The records.
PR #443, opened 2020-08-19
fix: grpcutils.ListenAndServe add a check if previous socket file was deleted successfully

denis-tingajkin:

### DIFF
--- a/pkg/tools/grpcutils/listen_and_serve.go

...

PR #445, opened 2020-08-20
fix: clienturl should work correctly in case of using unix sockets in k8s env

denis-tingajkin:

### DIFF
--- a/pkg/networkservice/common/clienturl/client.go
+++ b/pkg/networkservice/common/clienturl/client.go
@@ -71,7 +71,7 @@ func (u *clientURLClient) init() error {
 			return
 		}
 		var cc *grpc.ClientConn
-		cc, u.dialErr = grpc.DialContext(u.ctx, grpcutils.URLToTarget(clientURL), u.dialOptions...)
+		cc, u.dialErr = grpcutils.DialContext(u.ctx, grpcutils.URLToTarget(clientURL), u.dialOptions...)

What the exercise asks. The exercise is to copy out every line above that has the word "common" in it.

Response.
--- a/pkg/networkservice/common/clienturl/client.go
+++ b/pkg/networkservice/common/clienturl/client.go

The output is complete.